Enfin, et c’est important pour éviter les mauvaises lectures : cette réponse est étroitement liée aux circonstances retenues et surtout à la manière dont le jugement était motivé, ainsi qu’au contenu du moyen soulevé par le demandeur. Si, dans une autre affaire, le juge constate clairement que la personne entre dans une catégorie lui permettant d’obtenir un permis belge, ou si les faits de résidence/statut sont différents, ou encore si l’argumentation présentée change, la Cour pourrait parfaitement aboutir à une solution différente.

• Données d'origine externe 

PR #2162, opened 2023-02-22
Add some error handling code for upcoming change to map module

bmcdonald3:
For the upcoming Chapel 1.30 release, we have made map methods throw instead of halt in https://github.com/chapel-lang/chapel/pull/21641. This means that, in order for Arkouda to build with the latest changes, we need to add `throws` in places where it was missing where the map accessors were being used in functions and add a `try!` when map accessors are used in module-level code (this is happening in `RandArray.chpl`). This does not change the behavior of the code in `RandArray`, but makes it so that invalid accesses will throw errors rather than crashing the server in `MetricsMsg`.

### DIFF
--- a/src/MetricsMsg.chpl
+++ b/src/MetricsMsg.chpl
@@ -194,7 +194,7 @@ module MetricsMsg {
         // total value of measurements to be averaged for each metric measured.s
         var measurementTotals = new map(string, real);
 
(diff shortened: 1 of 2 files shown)


Ethan-DeBandi99 (approved):
Looks good.

pierce314159 (approved):

PR #2169, opened 2023-02-24
Closes #2168 - Remove push from on clause

### LINKED ISSUE #2168: Remove Push from CI
Since we are using merge queue we should no longer need push in our `on` clause of the CI.yml

Ethan-DeBandi99:
Closes #2168 

Removes `push` from `on` clause in `CI.yml` since we are not using Merge Queue, we don't need to rerun CI on master after running on the Queue.

### DIFF
--- a/.github/workflows/CI.yml
+++ b/.github/workflows/CI.yml
@@ -1,6 +1,6 @@
 name: CI
 
-on: [push, pull_request, merge_group]
+on: [pull_request, merge_group]
 
 env:
   ARKOUDA_QUICK_COMPILE: true


pierce314159 (approved):

ronawho:
Note that this means you also lose CI checks when pushing to branches on your fork (which I sometimes use to test things out)

pierce314159:
Oh that's good to keep in mind! I've def done that before too. But I don't think the CI buys us much more than running `make test` and stuff locally other than verifying things work with past versions.

PR #2170, opened 2023-02-24
Closes #2163 - Fixes SymEntry Destruction Issue

### LINKED ISSUE #2163: SymEntry Destruction Issue
It appears that there are situations where Symbol Table entries are not being cleaned up properly. Upon creation, there is an expected number of entries. However, when setting `z=None` in the code below, 2 entries remain. We believe that this is due to garbage collection not properly triggering the objects to be destroyed. If `ak.clear()` is run, the symbol table is then empty. We need to run down why these entries are not being destroyed as expected.

The below code can be used to reproduce.
```python
z = ak.Categorical(ak.array(["a", "b", "c"]))
z = None
ak.list_symbol_table()
```

Ethan-DeBandi99:
Closes #2163

Updates the `GroupBy` client class to send a `delete` command to the Arkouda Server to delete the associated `GroupBySymEntry` if one exists when the client destruction is called. 

Updates a workflow on the server to remove `SymEntries` from the Symbol Table after they are used. The code is calling a function that requires the entries be added to the symbol table, so we just remove them after they are used.

Adds testing to ensure that when the Categorical object is deleted, the associated components in the Symbol Table are removed.

### DIFF
--- a/src/UniqueMsg.chpl
+++ b/src/UniqueMsg.chpl
@@ -164,6 +164,12 @@ module UniqueMsg
         return (permutation, segments);
       }
 
+      inline proc cleanup(str_names: [] string, st) throws {
+        forall name in str_names {
+          st.deleteEntry(name);
+        }
+      }
+
       if hasStr && n == 1 {
         // Only one array which is a strings
         var (myNames, _) = namesList[0].splitMsgToTuple("+", 2);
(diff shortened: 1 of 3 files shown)


pierce314159 (approved):
Looks good!

src/UniqueMsg.chpl
```diff
@@ -164,6 +164,12 @@ module UniqueMsg
         return (permutation, segments);
       }
 
+      inline proc cleanup(str_names: [] string, st) throws {
+        forall name in str_names {
```
ronawho, line 168: I don't think the symbol table is parallel safe, so probably want this to be serial.

Ethan-DeBandi99: @ronawho you are totally right. I have it written as a for, but did not save the file before pushing that is my bad. Should be updated now.

jaketrookman (approved):
looks good

joshmarshall1 (approved):

PR #2176, opened 2023-02-27
Closes #2175: Add check for local domain size before passing as C pointer

### LINKED ISSUE #2175: Writing a Parquet dataframe results in OOB access when number of locales exceed column numbers
The code `ptrList[i] = c_ptrTo(e.a[locDom]): c_void_ptr;` causes an OOB access when `locDom` is an empty slice, so we need to be checking if `locDom` is empty prior to trying to pass it to a `c_ptr`.

bmcdonald3:
In the case where an Arkouda server is running with more locales than the number of columns in a dataframe, Arkouda is attempting to pass a C pointer to an empty slice, which results in an OOB error in Chapel.


Ethan-DeBandi99 (approved):
Looks good.

PR #2178, opened 2023-02-27
Improve bigint `>>` performance

ronawho:
Avoid assigning bigint arrays from a single bigint value, which results in lot of communication since that value lives on a single locale.

16-node-cs-hdr results for a small problem size:

Before:
```
./benchmarks/run_benchmarks.py bigint_bitwise_binops -nl 16 --size=1000000
Average bigint SHIFT time = 3.8234 sec
Average bigint SHIFT rate = 0.06 GiB/sec
```

After:
```
./benchmarks/run_benchmarks.py bigint_bitwise_binops -nl 16 --size=1000000
Average bigint SHIFT time = 0.0950 sec
Average bigint SHIFT rate = 2.51 GiB/sec
```

And with a larger (default) problem size after:
```
./benchmarks/run_benchmarks.py bigint_bitwise_binops -nl 16 --size=$((10**8))
Average bigint SHIFT time = 7.4676 sec
Average bigint SHIFT rate = 3.19 GiB/sec
```

### DIFF
--- a/src/BinOp.chpl
+++ b/src/BinOp.chpl
@@ -1171,10 +1171,9 @@ module BinOp
             // workaround for right shift until chapel issue #21206
             // makes it into a release, eventually we can just do
             // tmp = la >> ra;
-            var divideBy = makeDistArray(la.size, bigint);
-            divideBy = 1:bigint;
-            divideBy <<= ra;
-            forall (t, dB) in zip(tmp, divideBy) with (var local_max_size = max_size) {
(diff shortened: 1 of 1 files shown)


ronawho:
Note that this should resolve a timeout we're seeing in nightly perf testing

pierce314159 (approved):
This looks great to me!

jaketrookman (approved):
Looks good

PR #2188, opened 2023-03-03
Closes #2110 - Updates `_buildReadAllJSON` to use Map

### LINKED ISSUE #2110: `_buildReadAllJSON` to use Map
When it was written `GenSymIO._buildReadAllJSON` was configured to build a json string manually. This was done because using `%jt` to write a map out to a JSON string was not support. `%jt` is now supported for writing a Map to a JSON string. 

This function is currently a maintenance headache because it is cumbersome to add additional types to be written out properly. This should be updated to generate a Map and call `"%jt".format(map)` to generate the JSON string returned to the client. This will make maintainability moving forward much easier.

Ethan-DeBandi99:
Closes #2110

Updates the workflow for `_buildReadAllJSON` to use Chapel Maps and Lists instead of manually building the JSON string. This is the first step in moving away from `string` based returns and towards fully JSON formatted messaging.

### DIFF
--- a/arkouda/io.py
+++ b/arkouda/io.py
@@ -460,7 +460,7 @@ def _build_objects(
     RuntimeError
         - If no objects were returned
     """
-    items = rep_msg["items"] if "items" in rep_msg else []
+    items = json.loads(rep_msg["items"]) if "items" in rep_msg else []
     # We have a couple possible return conditions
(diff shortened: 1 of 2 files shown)


pierce314159 (approved):
This looks way better!

jaketrookman (approved):
Looks good

PR #2190, opened 2023-03-03
Closes #2083 - Adds `get_filetype` support for CSV

### LINKED ISSUE #2083: CSV supported by `get_filetype`
For the initial implementation, CSV did not support the `get_filetype` method. This issue is to track adding in that functionality. Doing so will allow us to integrate CSV into some of the generic file io functionality.

Currently, I am think this will require the Arkouda generated header to be most efficient.

Ethan-DeBandi99:
Closes #2083

- Adds support to `get_filetype` for CSV files. This will only work if when the file was written by Arkouda and contains the Arkouda Header used in CSV files.
- Integrates CSV support into `ak.io.load`, `ak.io.load_all`, `ak.io.read`, `ak.io.ls`, and `ak.io.get_datasets`. This adds the `column delimiter` as a parameter, which is only used when the file is a CSV.

### DIFF
--- a/arkouda/io.py
+++ b/arkouda/io.py
@@ -1612,6 +1612,8 @@ def read(
             allow_errors=allow_errors,
         )
     elif ftype.lower() == "csv":
-        return read_csv(filenames, datasets=datasets, column_delim=column_delim, allow_errors=allow_errors)
+        return read_csv(
+            filenames, datasets=datasets, column_delim=column_delim, allow_errors=allow_errors
+        )
     else:
         raise RuntimeError(f"Invalid File Type detected, {ftype}")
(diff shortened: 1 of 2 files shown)


arkouda/io.py
```diff
@@ -1565,5 +1611,7 @@ def read(
             strict_types=strictTypes,
             allow_errors=allow_errors,
         )
+    elif ftype.lower() == "csv":
+        return read_csv(filenames, datasets=datasets, column_delim=",", allow_errors=allow_errors)
```
pierce314159, line 1615: this should be `column_delim=column_delim` right?

pierce314159 (changes requested):
Looks good other than one spot where we hard code column_delim instead of using value passed in

arkouda/io.py
Ethan-DeBandi99: Yes. Initially, I was going to have these use the default and not add the parameter to the functions, but changed my mind and forgot to update here.

pierce314159 (approved):

jaketrookman (approved):
Looks good

PR #2192, opened 2023-03-06
Closes #2086 - Cleans up extra `SymEntry` creation calls in `SegmentedMsg.chpl`

### LINKED ISSUE #2086: Clean up additional `SymEntry` creations in `SegmentedMsg.chpl`
In `SegmentedMsg.chpl` there are a couple instances where we are creating new `SymEntries` for processing where we could likely get away with not having to create new ones. Found in PR #2080 

First in `assembleSegArrayMsg()`: 
Per @Ethan-DeBandi99 "I did notice that we could use `assembleSegStringFromParts(segs, vals)` and just use the `SymEntry` instead of creating additional ones"

Second in `getSANonEmptyMsg()`
Per @Ethan-DeBandi99 "I think we could do this without creating a new `SymEntry` ... something like:"
```chapel
var segArr = getSegArray(name, st, type);
repMsg = "created " + st.attrib(name) + "+" + segArr.getNonEmptyCount():string;
```

joshmarshall1:
This PR Closes #2086 

Small changes to remove extra `SymEntry` creation calls and update a deprecated method in the `segarray_test` file.

The first of the two recommendations outlined in #2086 was found in testing to be not beneficial and would add additional complexity instead of removing complexity.

### DIFF
--- a/src/SegmentedMsg.chpl
+++ b/src/SegmentedMsg.chpl
@@ -91,33 +91,27 @@ module SegmentedMsg {
     select genEntry.dtype {
       when (DType.Int64) {
         var segArr = getSegArray(name, st, int);
-        st.addEntry(neName, new shared SymEntry(segArr.getNonEmpty()));
-        repMsg = "created " + st.attrib(neName) + "+" + segArr.getNonEmptyCount():string;
+        repMsg = "created " + st.attrib(name) + "+" + segArr.getNonEmptyCount():string;
       }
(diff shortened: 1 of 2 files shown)


pierce314159 (approved):
I dont see any issues with this

jaketrookman (approved):
Looks good

Ethan-DeBandi99 (approved):
Looks good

Autres principes utiles rappelés par la Cour


Un premier point intéressant est l’idée de “ce que le juge d’appel est vraiment saisi de revoir”. Ici, l’appel du prévenu était limité à la peine et à la mesure de sûreté liée à la réintégration (et non à tout le jugement). Cela rappelle qu’un justiciable peut parfois contester seulement une partie d’une décision, et que le juge d’appel ne rejuge pas forcément tout le dossier.


Un deuxième principe important, très transversal en droit, est l’exigence d’une motivation qui permette un contrôle “juridique” effectif. La Cour insiste sur le fait qu’un jugement doit contenir assez d’éléments pour qu’on puisse vérifier si la règle de droit a été correctement appliquée ; à défaut, la décision n’est pas légalement justifiée  . Concrètement, cela incite les juridictions à ne pas se contenter d’arguments généraux (“ce n’est pas impossible”), mais à exposer les faits pertinents et la base légale.


Troisième idée : la Cour montre qu’elle peut ne sanctionner qu’un “morceau” de la décision. Elle casse ici uniquement la partie qui subordonne la réintégration à l’examen psychologique, et rejette le pourvoi pour le reste. Pour les justiciables, cela signifie qu’un recours peut aboutir à une correction ciblée, sans tout remettre à zéro.


Quatrième principe concret : la “suite” après une cassation partielle est encadrée. L’affaire est renvoyée devant une juridiction d’appel autrement composée, et seulement dans la limite du point cassé. En pratique, le justiciable sait que tout ne sera pas rejugé : uniquement la question qui pose problème.


Cinquième élément, très pratique : la question des frais. Même si le demandeur obtient gain de cause sur un point, il peut être condamné à une partie des frais si son recours échoue sur d’autres aspects. Ici, il est condamné aux quatre cinquièmes des frais, le solde étant réservé pour la juridiction de renvoi. Cela illustre qu’un succès “partiel” peut avoir un effet financier mitigé.